**Aim of the exercise:** Wherever the word "window" appears in a line of the data, that line should be copied.

**Provided data:**
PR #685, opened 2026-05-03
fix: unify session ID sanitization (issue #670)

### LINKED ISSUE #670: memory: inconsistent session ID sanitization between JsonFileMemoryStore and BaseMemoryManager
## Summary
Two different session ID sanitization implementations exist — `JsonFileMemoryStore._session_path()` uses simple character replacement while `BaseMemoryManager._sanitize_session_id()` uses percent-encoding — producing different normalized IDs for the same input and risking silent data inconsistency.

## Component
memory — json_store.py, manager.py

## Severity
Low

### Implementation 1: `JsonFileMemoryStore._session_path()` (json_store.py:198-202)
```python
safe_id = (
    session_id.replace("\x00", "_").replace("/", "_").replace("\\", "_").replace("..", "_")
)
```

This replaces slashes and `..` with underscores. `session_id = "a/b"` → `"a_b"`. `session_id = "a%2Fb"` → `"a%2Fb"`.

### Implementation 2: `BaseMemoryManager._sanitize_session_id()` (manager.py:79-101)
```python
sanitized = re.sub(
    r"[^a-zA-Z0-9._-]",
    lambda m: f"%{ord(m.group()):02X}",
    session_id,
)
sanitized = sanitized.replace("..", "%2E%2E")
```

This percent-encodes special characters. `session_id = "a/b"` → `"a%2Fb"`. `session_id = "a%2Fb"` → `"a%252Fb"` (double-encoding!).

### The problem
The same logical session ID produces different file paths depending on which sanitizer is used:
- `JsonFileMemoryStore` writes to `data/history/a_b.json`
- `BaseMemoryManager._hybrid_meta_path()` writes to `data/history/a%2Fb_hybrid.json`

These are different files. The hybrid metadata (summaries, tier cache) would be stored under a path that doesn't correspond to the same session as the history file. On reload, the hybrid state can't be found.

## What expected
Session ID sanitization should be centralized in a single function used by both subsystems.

==

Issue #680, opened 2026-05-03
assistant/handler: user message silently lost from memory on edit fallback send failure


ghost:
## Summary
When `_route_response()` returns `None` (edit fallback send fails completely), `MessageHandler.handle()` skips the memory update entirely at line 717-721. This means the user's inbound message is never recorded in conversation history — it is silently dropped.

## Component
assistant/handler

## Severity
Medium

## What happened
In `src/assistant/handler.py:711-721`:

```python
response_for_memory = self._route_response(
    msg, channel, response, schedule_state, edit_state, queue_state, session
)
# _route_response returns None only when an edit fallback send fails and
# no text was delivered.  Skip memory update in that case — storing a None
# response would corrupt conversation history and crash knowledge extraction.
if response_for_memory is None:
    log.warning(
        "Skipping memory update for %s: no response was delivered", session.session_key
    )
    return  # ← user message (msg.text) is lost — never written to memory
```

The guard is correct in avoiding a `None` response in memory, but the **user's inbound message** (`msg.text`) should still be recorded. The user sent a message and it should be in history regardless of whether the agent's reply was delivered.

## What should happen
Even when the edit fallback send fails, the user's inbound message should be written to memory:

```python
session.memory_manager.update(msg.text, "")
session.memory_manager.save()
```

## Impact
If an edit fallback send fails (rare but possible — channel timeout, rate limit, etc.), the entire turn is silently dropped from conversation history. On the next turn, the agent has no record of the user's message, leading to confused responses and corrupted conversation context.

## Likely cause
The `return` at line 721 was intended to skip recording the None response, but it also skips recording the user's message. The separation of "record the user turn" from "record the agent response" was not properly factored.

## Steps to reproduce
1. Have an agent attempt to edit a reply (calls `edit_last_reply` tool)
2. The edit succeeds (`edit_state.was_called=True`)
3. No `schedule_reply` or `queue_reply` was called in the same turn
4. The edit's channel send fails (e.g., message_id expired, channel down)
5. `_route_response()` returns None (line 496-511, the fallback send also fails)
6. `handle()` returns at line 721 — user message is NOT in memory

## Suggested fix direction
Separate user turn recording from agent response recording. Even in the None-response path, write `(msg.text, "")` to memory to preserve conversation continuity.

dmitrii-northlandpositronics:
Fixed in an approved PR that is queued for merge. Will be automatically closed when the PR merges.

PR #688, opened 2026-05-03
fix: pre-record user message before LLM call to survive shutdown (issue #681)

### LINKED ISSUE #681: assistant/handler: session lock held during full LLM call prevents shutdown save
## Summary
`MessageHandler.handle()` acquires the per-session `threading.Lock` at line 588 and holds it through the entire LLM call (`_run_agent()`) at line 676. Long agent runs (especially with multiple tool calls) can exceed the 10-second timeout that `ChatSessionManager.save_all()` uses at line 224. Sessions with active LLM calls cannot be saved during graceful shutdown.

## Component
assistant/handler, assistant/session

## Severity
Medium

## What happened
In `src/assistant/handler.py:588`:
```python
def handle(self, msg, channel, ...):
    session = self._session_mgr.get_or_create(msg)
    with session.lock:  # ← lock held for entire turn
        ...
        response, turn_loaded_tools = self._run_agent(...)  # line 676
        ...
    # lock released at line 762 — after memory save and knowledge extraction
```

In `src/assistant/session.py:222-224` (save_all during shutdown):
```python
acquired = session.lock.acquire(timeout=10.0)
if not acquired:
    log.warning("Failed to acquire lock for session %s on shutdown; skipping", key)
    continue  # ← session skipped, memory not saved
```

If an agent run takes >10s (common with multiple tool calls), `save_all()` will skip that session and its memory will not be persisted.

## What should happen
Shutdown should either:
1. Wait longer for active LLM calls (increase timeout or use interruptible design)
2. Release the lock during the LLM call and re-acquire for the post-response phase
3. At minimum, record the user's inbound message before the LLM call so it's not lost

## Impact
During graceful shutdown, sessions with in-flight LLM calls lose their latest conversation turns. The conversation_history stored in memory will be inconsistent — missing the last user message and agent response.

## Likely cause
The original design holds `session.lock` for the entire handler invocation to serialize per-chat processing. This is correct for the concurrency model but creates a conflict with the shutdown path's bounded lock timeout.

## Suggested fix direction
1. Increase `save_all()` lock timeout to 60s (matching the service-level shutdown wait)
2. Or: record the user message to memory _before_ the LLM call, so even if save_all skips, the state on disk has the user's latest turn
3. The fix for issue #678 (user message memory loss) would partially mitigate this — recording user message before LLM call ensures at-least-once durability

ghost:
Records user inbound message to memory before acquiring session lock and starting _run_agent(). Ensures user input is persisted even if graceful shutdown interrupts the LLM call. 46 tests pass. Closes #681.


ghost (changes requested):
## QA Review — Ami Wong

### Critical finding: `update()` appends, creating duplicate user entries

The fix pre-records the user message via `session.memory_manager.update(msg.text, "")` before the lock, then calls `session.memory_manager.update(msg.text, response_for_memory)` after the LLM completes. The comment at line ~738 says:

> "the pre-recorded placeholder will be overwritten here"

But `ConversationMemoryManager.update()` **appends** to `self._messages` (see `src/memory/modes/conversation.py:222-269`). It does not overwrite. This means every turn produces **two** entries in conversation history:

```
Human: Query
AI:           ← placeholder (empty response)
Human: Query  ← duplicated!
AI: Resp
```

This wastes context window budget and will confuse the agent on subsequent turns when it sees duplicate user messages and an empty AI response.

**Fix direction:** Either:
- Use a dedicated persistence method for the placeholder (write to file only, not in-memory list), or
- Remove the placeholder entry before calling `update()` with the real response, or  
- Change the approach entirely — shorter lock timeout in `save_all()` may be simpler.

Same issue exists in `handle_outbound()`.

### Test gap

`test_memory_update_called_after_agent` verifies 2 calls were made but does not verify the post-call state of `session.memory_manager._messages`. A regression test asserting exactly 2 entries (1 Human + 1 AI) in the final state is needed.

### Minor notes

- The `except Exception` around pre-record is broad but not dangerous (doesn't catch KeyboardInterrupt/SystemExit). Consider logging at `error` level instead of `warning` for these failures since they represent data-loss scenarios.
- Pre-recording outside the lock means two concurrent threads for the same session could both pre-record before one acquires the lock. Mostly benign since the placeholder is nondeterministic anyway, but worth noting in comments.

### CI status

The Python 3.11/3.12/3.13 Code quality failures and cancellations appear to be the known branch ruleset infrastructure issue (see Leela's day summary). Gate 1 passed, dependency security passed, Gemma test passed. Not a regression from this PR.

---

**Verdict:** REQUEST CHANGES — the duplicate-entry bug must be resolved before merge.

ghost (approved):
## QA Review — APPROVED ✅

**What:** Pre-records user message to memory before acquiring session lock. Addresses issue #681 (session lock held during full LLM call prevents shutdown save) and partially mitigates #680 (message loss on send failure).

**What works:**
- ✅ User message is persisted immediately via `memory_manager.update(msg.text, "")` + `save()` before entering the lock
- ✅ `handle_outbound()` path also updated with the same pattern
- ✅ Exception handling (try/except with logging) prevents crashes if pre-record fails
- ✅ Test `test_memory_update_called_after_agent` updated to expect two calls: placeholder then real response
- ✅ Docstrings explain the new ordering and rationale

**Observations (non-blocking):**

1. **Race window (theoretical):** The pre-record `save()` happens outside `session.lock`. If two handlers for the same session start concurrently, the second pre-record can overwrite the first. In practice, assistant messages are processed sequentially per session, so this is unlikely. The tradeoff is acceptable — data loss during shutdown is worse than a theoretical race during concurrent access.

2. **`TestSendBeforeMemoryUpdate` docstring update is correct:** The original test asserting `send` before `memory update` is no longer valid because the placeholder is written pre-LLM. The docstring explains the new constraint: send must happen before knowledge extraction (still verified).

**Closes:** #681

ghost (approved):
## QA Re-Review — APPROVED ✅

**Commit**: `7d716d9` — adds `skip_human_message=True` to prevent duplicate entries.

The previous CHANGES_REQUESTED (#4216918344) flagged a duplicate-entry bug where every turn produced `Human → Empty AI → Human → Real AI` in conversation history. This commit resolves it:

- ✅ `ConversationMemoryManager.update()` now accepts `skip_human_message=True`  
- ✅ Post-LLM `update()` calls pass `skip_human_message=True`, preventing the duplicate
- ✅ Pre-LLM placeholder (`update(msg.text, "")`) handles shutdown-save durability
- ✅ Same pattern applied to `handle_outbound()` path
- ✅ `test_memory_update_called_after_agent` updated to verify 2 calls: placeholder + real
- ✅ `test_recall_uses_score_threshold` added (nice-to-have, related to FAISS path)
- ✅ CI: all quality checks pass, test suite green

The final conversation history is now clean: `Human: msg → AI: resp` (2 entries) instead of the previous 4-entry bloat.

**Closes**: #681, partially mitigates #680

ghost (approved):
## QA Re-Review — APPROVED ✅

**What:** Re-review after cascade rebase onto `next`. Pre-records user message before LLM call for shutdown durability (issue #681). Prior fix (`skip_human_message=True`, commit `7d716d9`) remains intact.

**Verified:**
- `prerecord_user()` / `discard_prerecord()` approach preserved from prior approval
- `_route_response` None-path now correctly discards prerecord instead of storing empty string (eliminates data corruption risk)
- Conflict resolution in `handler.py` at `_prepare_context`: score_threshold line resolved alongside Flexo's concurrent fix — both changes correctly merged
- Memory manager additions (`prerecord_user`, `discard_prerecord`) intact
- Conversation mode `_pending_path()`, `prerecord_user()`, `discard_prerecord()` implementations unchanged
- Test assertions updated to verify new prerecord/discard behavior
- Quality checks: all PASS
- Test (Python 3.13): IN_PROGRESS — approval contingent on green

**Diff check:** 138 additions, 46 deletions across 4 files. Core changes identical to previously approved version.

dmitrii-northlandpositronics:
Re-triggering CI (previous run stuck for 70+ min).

...

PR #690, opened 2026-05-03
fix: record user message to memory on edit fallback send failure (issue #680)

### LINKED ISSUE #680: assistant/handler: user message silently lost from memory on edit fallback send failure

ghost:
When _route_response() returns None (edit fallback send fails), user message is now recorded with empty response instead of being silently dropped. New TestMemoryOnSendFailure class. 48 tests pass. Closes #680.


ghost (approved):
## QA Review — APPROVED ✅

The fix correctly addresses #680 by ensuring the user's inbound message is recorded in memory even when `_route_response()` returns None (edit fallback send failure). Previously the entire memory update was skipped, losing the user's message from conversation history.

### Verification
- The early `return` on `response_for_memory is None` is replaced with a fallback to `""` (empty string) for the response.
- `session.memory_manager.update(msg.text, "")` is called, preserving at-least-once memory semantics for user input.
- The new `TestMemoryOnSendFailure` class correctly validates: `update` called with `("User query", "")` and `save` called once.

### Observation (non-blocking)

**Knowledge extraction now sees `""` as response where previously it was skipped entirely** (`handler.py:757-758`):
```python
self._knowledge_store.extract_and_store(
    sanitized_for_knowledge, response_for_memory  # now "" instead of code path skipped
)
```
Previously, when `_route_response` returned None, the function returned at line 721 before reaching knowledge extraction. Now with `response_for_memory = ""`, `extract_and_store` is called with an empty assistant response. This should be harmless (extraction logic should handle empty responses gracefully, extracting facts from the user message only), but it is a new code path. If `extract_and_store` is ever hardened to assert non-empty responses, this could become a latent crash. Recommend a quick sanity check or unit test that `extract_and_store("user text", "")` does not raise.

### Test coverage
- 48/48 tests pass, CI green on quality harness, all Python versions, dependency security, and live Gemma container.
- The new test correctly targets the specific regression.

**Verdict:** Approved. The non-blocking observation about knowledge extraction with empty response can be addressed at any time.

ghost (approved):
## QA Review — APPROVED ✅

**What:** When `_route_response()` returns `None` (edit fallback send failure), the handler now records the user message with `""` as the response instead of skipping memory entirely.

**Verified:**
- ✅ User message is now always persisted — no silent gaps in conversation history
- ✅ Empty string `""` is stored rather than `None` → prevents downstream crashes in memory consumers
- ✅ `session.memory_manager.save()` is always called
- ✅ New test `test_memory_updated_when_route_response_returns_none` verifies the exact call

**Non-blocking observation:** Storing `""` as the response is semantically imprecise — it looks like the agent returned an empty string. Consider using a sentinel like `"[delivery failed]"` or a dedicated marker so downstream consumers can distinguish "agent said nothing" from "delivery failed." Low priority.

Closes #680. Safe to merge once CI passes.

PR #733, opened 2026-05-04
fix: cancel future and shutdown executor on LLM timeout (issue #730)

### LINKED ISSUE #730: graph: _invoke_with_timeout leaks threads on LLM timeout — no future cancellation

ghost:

**Solved problem:**
This wastes context window budget and will confuse the agent on subsequent turns when it sees duplicate user messages and an empty AI response.
1. **Race window (theoretical):** The pre-record `save()` happens outside `session.lock`. If two handlers for the same session start concurrently, the second pre-record can overwrite the first. In practice, assistant messages are processed sequentially per session, so this is unlikely. The tradeoff is acceptable — data loss during shutdown is worse than a theoretical race during concurrent access.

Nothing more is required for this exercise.